---
license: cc-by-nc-nd-4.0
datasets:
- taln-ls2n/Adminset
language:
- fr
library_name: transformers
tags:
- camembert
- BERT
- Administrative documents
---

# AdminBERT 4GB: A Small French Language model adapted to Administrative documents

[AdminBERT-4GB](example) is a French language model adapted on a large corpus of 10 millions French administrative texts. It is a derivative of CamemBERT model, which is based on the RoBERTa architecture. AdminBERT-4GB is trained using the Whole Word Masking (WWM) objective with 30% mask rate for 2 epochs on 8 V100 GPUs.

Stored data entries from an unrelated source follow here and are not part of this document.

PR #458, opened 2023-02-22
Fix registration page redirect when profile exists

nikomakela:
KK-989. Redirect to the profile page when registrating with an existing credentials.

### DIFF
--- a/CHANGELOG.md
+++ b/CHANGELOG.md
@@ -1,5 +1,11 @@
 # Change Log
 
+# 1.10.1
+
+### Fixed
+
+- Fix registration page redirect when profile exists
+
 # 1.10.0
 
 ### Added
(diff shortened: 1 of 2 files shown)


nikomakela:
> In the ticket it was wanted that the user should be redirected to the "Add child" form directly, now the user is redirected to the profile page but the "Add child" form remains unopened. I tried opening the "Add child" form after having been redirected to the profile page and it did indeed open up with the correct birthdate and home municipality of the child to be added. Is the ticket's description up to date? If it is then the automatic opening of the "Add child" form needs to be added still IMHO.

hmm.. okay. I'll ask from the product owner. In my opinion, you would more often just click a wrong button when you want to login than you would add new kids there. If I would add a new kid to any service, I would think that I would first need to go to my profile page or similar. The redirect to the profile page was also something that was actually already done earlier inside a component, but that feature was accidentally removed, when the whole route to the component was removed. So it has earlier worked like this too.

nikomakela:
review url: https://kukkuu-ui-kk-989-fix-logged-in-register-v-c3.test.kuva.hel.ninja/en/

jannetalvio:
Works as expected.

jannetalvio (approved):
Works as expected.

PR #460, opened 2023-03-21
Fix the URL locale handling

nikomakela:
KK-995.

The locale was replaced from anywhere from the URL pathname,
when it should have been replaced only from the beginning.
This led to a situation where e.g `/enrol` part of the pathname
was replaced with `rol`.

### DIFF
--- a/CHANGELOG.md
+++ b/CHANGELOG.md
@@ -1,5 +1,11 @@
 # Change Log
 
+# 1.10.2
+
+### FIXED
+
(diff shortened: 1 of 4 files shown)


karisal-anders (approved):

karisal-anders:
@nikomakela Although I approved already I still want to point out the possible edge cases where there is no language code in the URL's start but something else which has the language code as a prefix e.g. /finlands-opening-ceremony/ or /ennen-jotain/. These could still be mangled by `replaceLocaleInPathname`.

PR #492, opened 2023-09-27
Upgrade all the dependencies and migrate the react-router

nikomakela:
KK-1017. 

1. Start using the Node 20.
2. Upgrade all the deps with `yarn-upgrade-all`. 
3. Migrate to React-router v6. A migration guide: https://reactrouter.com/en/main/upgrading/v5.
4. Remove the Enzyme which was used only to test snapshots of the components and replace them with snapshots done by testing library.
5. Migrate API token service methods to be static.
6. Remove finally-polyfill.
7. Fix the Moment lib timezone handling after dep updates
8. Fix the navigation confirm prompt
9. Refactor the language / locale handling: Since the router update, the pathname should always have the locale set (except in auth callback).
10. Refactor the Headless CMS route.
11. Migrate to router provider- Use `<RouterProvider>` component such that it would enable the new Data APIs on routes defined at the root router. More about: https://reactrouter.com/en/6.16.0/upgrading/v6-data.

----

NOTE: The moment lib should be replaced next. I prefer date-fns.

PR #493, opened 2023-09-27
Migrate to Vite

nikomakela:
Bases to the huge pile of upgrading and migration changes in https://github.com/City-of-Helsinki/kukkuu-ui/pull/492.

The Create React App (CRA) is deprecated. It is advised to replace the CRA with Vite.

The migration process is done by following the instructions from
https://www.robinwieruch.de/vite-create-react-app/:
- The index.html is moved from the `/public` to the root. The relative paths are migrated.
-  Vitest is installed and the configuration for testing-library is made

The Sass styles from HDS and the app itself needed a couple of aliases.

The new setup includes
- Vite instead of CRA
- Vitest with the Testing-library instead of Jest
- Typescript for Vite

More about this:
- https://blog.bitsrc.io/the-future-of-react-why-create-react-app-is-deprecated-and-hooks-are-the-future-83e8a087a325
- https://dev.to/ag2byte/create-react-app-is-officially-dead-h7o
- https://github.com/facebook/create-react-app/issues/13072


nikomakela:
Actually, right after merging this to #492 , I realized that the pipeline is not ready for Vite's environment variables, so I reverted branch deletion. Unfortunately this PR is still shown as merged and I cannot remerge it, but the plan was to first take the #492 through the pipeline and then configure the pipeline to use vite-configs.

nikomakela:
This PR is recreated here: https://github.com/City-of-Helsinki/kukkuu-ui/pull/496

The dataset used for training is a sample of [Adminset](https://huggingface.co/datasets/taln-ls2n/Adminset).


## Evaluation

### Model Performance

| Model                  | P (%)   | R (%)   | F1 (%)  |
|------------------------|---------|---------|---------|
| Wikineural-NER FT      | 77.49   | 75.40   | 75.70   |
| NERmemBERT-Large FT    | 77.43   | 78.38   | 77.13   |
| CamemBERT FT           | 77.62   | 79.59   | 77.26   |
| NERmemBERT-Base FT     | 77.99   | 79.59   | 78.34   |
| AdminBERT-NER 4GB      | 78.47   | 80.35   | 79.26   |
| AdminBERT-NER 16GB     | 78.79   | 82.07   | 80.11   |

To evaluate each model, we performed five runs and averaged the results on the test set of Adminset-NER.